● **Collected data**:
================================

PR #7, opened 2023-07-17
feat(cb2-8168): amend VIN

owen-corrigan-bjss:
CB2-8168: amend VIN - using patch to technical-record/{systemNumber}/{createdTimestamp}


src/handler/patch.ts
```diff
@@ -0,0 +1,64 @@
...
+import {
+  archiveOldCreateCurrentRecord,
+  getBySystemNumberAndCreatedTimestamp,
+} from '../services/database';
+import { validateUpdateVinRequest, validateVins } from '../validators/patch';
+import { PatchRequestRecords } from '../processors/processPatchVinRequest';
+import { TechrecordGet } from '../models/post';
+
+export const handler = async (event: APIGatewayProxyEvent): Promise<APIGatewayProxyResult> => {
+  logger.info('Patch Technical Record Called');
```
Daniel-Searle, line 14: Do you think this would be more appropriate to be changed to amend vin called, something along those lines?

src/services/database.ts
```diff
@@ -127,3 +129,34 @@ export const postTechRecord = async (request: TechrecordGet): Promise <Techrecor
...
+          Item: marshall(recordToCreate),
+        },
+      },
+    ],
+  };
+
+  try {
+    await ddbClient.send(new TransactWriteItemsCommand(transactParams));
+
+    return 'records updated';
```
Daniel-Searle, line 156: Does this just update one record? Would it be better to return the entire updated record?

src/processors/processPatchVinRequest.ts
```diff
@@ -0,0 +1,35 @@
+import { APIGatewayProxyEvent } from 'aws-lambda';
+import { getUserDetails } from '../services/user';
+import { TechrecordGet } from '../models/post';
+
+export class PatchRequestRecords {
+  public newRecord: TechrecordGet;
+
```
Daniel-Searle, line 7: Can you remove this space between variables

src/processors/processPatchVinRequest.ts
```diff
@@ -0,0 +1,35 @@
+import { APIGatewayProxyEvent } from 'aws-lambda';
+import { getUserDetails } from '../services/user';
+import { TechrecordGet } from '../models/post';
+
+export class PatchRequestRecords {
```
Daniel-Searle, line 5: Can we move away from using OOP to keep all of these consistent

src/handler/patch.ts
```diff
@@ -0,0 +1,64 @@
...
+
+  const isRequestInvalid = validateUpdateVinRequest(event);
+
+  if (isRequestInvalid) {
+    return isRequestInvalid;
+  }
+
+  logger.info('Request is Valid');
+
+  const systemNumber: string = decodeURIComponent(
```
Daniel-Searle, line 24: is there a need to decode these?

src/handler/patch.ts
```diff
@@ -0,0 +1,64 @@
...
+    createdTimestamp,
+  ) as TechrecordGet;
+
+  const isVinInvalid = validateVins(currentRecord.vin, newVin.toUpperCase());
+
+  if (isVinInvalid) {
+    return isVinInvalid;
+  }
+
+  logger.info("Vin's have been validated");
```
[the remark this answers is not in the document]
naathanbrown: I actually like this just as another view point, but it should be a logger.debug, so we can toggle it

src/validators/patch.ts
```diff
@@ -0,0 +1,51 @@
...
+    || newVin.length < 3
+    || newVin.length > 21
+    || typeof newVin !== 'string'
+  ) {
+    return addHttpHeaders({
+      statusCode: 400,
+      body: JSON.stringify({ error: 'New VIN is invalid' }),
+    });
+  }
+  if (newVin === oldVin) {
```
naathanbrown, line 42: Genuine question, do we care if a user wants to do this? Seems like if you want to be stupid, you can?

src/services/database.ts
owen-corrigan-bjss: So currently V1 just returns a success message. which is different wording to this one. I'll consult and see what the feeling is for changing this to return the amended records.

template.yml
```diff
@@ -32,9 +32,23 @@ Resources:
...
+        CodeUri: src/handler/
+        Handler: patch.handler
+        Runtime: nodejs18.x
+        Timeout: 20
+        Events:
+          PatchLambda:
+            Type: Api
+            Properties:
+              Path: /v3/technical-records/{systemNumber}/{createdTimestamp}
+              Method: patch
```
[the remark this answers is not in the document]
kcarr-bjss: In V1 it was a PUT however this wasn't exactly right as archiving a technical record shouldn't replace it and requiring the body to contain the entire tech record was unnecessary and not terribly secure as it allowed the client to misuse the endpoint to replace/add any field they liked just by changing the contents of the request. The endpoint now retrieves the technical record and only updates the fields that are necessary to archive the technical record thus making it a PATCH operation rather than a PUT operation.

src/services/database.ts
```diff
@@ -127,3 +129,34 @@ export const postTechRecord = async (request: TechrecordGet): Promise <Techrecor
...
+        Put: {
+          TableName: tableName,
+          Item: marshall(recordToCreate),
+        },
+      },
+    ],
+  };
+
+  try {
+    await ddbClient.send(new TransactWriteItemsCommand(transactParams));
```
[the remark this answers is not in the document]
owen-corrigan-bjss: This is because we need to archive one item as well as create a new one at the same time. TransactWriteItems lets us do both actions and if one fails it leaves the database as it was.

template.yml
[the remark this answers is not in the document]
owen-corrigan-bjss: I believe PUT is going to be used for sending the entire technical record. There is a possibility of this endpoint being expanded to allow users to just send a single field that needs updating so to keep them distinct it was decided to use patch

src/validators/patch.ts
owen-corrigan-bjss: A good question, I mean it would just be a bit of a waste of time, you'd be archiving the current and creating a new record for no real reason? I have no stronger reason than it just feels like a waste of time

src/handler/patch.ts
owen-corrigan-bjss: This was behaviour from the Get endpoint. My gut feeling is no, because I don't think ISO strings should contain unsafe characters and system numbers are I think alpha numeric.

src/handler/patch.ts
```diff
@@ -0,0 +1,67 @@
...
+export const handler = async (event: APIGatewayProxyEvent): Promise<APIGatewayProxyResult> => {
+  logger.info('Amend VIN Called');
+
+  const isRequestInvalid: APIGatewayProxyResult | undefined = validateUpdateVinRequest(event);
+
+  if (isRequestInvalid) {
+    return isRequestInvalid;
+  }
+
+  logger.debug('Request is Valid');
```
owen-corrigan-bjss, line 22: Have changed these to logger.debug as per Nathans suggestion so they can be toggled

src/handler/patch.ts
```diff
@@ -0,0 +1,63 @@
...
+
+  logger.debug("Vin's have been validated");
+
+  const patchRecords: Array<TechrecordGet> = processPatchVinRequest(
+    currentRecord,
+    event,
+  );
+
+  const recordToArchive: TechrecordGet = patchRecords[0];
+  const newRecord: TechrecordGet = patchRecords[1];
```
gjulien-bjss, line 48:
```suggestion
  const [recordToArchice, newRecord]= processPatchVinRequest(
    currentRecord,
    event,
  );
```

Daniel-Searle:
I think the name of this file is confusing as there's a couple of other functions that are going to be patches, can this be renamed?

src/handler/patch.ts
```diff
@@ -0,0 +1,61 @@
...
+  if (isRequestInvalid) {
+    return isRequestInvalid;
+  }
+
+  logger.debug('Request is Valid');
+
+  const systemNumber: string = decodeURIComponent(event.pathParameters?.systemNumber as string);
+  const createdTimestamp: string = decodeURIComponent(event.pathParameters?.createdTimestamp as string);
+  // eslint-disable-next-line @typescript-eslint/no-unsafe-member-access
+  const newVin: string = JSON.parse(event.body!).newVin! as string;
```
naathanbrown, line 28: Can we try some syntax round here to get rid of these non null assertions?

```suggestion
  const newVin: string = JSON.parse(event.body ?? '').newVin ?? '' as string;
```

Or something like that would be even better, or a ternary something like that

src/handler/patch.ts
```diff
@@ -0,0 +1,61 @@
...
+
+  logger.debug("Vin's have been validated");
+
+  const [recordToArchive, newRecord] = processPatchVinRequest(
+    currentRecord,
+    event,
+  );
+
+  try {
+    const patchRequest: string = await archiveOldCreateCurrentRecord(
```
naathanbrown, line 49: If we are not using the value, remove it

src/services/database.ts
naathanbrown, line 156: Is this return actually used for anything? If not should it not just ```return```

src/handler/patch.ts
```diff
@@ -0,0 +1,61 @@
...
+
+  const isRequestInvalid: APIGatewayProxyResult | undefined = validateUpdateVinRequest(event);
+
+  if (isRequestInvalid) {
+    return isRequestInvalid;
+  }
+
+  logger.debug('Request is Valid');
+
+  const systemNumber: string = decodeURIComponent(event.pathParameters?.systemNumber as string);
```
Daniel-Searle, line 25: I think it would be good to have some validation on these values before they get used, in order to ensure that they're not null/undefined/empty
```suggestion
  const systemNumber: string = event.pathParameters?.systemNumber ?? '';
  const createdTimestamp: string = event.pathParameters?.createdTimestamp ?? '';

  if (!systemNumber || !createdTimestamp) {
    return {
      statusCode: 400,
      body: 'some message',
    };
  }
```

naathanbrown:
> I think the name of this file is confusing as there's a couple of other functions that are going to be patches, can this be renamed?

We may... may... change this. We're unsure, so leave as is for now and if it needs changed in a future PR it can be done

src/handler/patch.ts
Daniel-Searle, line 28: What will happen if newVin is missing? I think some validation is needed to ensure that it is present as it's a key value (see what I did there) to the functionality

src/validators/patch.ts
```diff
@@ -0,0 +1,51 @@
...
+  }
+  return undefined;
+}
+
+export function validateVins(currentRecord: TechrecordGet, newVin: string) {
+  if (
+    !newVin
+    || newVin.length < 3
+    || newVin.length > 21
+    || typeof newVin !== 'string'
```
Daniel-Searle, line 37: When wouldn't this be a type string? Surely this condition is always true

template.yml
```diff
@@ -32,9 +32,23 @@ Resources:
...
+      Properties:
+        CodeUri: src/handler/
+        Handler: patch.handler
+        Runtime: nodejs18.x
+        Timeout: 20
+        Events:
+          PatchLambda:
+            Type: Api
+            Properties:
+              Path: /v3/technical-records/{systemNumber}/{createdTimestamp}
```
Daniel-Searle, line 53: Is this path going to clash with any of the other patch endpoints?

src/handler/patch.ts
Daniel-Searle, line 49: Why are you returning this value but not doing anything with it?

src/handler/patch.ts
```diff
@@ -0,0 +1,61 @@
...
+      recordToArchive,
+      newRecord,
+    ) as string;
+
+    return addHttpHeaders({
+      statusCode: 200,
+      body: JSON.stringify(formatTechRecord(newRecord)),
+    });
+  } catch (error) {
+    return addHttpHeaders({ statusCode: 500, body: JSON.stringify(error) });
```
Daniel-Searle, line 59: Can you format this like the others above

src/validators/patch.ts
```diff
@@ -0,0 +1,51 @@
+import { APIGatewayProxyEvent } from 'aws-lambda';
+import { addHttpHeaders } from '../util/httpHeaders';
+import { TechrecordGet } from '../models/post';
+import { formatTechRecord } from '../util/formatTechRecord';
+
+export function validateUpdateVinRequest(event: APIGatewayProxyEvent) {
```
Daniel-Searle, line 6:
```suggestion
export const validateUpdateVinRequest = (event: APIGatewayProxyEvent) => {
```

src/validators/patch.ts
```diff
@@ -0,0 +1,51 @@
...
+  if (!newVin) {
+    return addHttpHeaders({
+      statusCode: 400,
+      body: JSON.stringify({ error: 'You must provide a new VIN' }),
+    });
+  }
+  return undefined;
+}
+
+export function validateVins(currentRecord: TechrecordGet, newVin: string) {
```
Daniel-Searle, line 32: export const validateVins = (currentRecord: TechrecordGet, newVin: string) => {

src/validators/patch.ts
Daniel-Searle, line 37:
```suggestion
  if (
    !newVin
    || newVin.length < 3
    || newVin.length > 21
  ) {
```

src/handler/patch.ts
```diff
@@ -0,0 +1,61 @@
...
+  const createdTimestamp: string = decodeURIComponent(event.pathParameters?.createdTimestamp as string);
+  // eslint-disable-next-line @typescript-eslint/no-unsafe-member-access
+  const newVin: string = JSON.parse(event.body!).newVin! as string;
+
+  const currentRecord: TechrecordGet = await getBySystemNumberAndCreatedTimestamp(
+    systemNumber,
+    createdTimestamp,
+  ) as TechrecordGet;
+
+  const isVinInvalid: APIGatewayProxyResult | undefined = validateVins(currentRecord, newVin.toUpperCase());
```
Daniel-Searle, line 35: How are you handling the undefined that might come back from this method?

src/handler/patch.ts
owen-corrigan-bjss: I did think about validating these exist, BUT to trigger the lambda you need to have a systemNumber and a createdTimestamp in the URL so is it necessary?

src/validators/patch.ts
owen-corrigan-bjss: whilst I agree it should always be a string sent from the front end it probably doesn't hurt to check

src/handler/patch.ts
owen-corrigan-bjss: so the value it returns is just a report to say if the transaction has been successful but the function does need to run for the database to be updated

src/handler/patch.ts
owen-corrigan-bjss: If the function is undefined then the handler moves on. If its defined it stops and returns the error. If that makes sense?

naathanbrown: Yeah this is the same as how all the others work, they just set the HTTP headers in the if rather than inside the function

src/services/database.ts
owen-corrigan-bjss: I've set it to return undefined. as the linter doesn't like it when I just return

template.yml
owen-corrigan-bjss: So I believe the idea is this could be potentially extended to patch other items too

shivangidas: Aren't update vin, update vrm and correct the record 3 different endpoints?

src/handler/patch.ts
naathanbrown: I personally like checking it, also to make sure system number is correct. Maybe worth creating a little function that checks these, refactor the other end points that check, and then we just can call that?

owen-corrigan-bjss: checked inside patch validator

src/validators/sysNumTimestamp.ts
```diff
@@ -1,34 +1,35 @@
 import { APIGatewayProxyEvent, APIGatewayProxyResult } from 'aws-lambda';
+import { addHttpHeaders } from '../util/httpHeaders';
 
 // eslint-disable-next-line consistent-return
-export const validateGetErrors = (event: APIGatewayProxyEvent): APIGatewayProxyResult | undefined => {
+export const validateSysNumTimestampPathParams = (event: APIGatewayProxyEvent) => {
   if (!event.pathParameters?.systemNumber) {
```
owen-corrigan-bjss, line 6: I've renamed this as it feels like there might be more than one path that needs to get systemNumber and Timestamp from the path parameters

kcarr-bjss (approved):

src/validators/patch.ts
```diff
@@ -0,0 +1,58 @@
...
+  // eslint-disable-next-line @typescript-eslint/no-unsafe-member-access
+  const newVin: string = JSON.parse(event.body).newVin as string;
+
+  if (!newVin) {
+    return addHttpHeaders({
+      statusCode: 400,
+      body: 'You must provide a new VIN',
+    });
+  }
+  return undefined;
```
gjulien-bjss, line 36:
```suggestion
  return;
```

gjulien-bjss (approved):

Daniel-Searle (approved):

================================

● **What you will do**: Filter the records down to the lines that contain the string "provide", and copy those lines.

● **Response area**:
+      body: JSON.stringify({ error: 'You must provide a new VIN' }),
+      body: 'You must provide a new VIN',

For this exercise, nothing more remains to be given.